PR #5013, opened 2026-03-16
fix(app-headless-cms-common): exclude live field from singleton entry queries

### LINKED ISSUE #5012: Singleton model Admin UI crashes with "Cannot query field live"
### Version

6.0.0

### Operating System

macOS Darwin 25.3.0

### Browser

Chrome (latest)

1. Create a singleton content model using `ModelFactory` with `.singleEntry()`:

```typescript
import { ModelFactory } from "webiny/api/cms/model";

class AdminSettingsModelImpl implements ModelFactory.Interface {
    async execute(builder: ModelFactory.Builder) {
        return [
            builder
                .public({
                    modelId: "adminSettings",
                    name: "Admin Settings",
                    group: "ungrouped"
                })
                .fields(fields => ({
                    moduleCore: fields.boolean().renderer("switch").label("Core")
                }))
                .layout([["moduleCore"]])
                .titleFieldId("moduleCore")
                .singleEntry()
                .singularApiName("AdminSettings")
                .pluralApiName("AdminSettings")
        ];
    }
}

export const AdminSettingsModel = ModelFactory.createImplementation({
    implementation: AdminSettingsModelImpl,
    dependencies: []
});
```

2. Register it in `webiny.config.tsx`:

```tsx
<Api.Extension src={"@/extensions/siteConfig/AdminSettingsModel.ts"} />
```

3. Deploy the API: `yarn webiny deploy api`
4. Open the Admin UI and navigate to the singleton model

Alternatively create a new model in the admin UI as a singleton with a couple of basic fields. Save and navigate to the new singleton document content entry.

The singleton entry editor should load and display the form fields.

### What do you see instead?

The Admin throws an unhandled error:

```
Uncaught (in promise) Error: GraphQL error: Cannot query field "live" on type "AdminSettings".
```

The error originates from `SingletonContentEntryContext.js` calling `getSingletonEntry`, which builds a GraphQL query that includes `live { version }` as a system field.

### Additional information

The root cause appears to be a mismatch between the API-side schema and the Admin client query generation:

- **API side**: Singleton models use `createSingularSDL.js` (not `createManageSDL.js`) to generate their GraphQL schema. The `createSingularSDL` type definition does **not** include the `live` field:

```javascript
// node_modules/@webiny/api-headless-cms/graphql/schema/createSingularSDL.js, line 47-53
type ${singularName} {
    id: ID!
    entryId: String!
    ${onByMetaGqlFields}
    values: ${singularName}Values
}
```

- **Client side**: `createEntrySystemFields` in `node_modules/@webiny/app-headless-cms-common/entries.graphql.js` conditionally excludes `wbyAco_location` and `meta` for singleton models (line 14-24), but `live { version }` (line 102-104) is **unconditionally** included outside the conditional block.

The schema selection happens in `node_modules/@webiny/api-headless-cms/graphql/schema/schemaPlugins.js` line 42:

```javascript
if (model.tags?.includes(CMS_MODEL_SINGLETON_TAG)) {
    const singularType = type === "manage" ? "manage" : "read";
    const plugin = createCmsGraphQLSchemaPlugin({
        typeDefs: createSingularSDL({ ... }),
        // ...
    });
}
```

### Possible solution

Either:

1. **Client fix** — in `app-headless-cms-common/entries.graphql.js`, move `live { version }` inside the `if (!isSingletonModel)` conditional block alongside `wbyAco_location` and `meta`, OR

2. **API fix** — in `api-headless-cms/graphql/schema/createSingularSDL.js`, add `live: CmsEntryLive` to the singleton type definition to match what the client expects.

Option 2 is probably more correct since `live` is a useful system field for singleton entries too.

brick-pixel:
## What

Moved `live { version }` from the unconditional system fields into the `!isSingletonModel` conditional block in `createEntrySystemFields`.

## Why

Singleton models use `createSingularSDL` to generate their GraphQL schema, which does **not** include the `live` field. However, the client-side query builder unconditionally included `live { version }` for all models, causing:

```
Uncaught (in promise) Error: GraphQL error: Cannot query field "live" on type "AdminSettings".
```

The `wbyAco_location` and `meta` fields were already correctly excluded for singleton models, but `live` was placed outside that conditional block.

## Changes

**File:** `packages/app-headless-cms-common/src/entries.graphql.ts`

- Moved `live { version }` inside the existing `if (!isSingletonModel)` block
- Removed the standalone `live { version }` from the unconditional return template

### Before

```typescript
if (!isSingletonModel) {
    optionalFields = \`
        wbyAco_location { folderId }
        meta { ... }
    \`;                          // live was NOT here
}

return \`
    ...
    ${optionalFields}
    live { version }              // ❌ queried for ALL models
\`;
```

### After

```typescript
if (!isSingletonModel) {
    optionalFields = \`
        wbyAco_location { folderId }
        meta { ... }
        live { version }          // ✅ only for non-singleton
    \`;
}

return \`
    ...
    ${optionalFields}            // ✅ singleton models skip live
\`;
```

## How verified

- Confirmed `createSingularSDL.ts` does not include `live` in the singleton type definition
- Confirmed `wbyAco_location` and `meta` already follow the same exclusion pattern
- Non-singleton models are unaffected since `optionalFields` includes `live` for them

Fixes #5012

### DIFF
--- a/packages/app-headless-cms-common/src/entries.graphql.ts
+++ b/packages/app-headless-cms-common/src/entries.graphql.ts
@@ -34,6 +34,9 @@ const createEntrySystemFields = (model: CmsModel) => {
             meta  {
                 ${CONTENT_META_FIELDS}
             }
+            live {
+                version
+            }
         `;
     }
 
@@ -113,9 +116,6 @@ const createEntrySystemFields = (model: CmsModel) => {
             displayName
         }
         ${optionalFields}
-        live {
-            version
-        }
     `;
 };
 


brunozoric:
hi @brick-pixel 

Issue was fixed, is in our next branch and is ready to be shipped with 6.1. Sorry for the inconvenience!

brick-pixel:
Thanks for the heads up @brunozoric! Closing this since it's already fixed on your end.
====================
Assigned task: Which lines of the data include the string "Confirmed"? Find them and copy each one.

Final answer:
- Confirmed `createSingularSDL.ts` does not include `live` in the singleton type definition
- Confirmed `wbyAco_location` and `meta` already follow the same exclusion pattern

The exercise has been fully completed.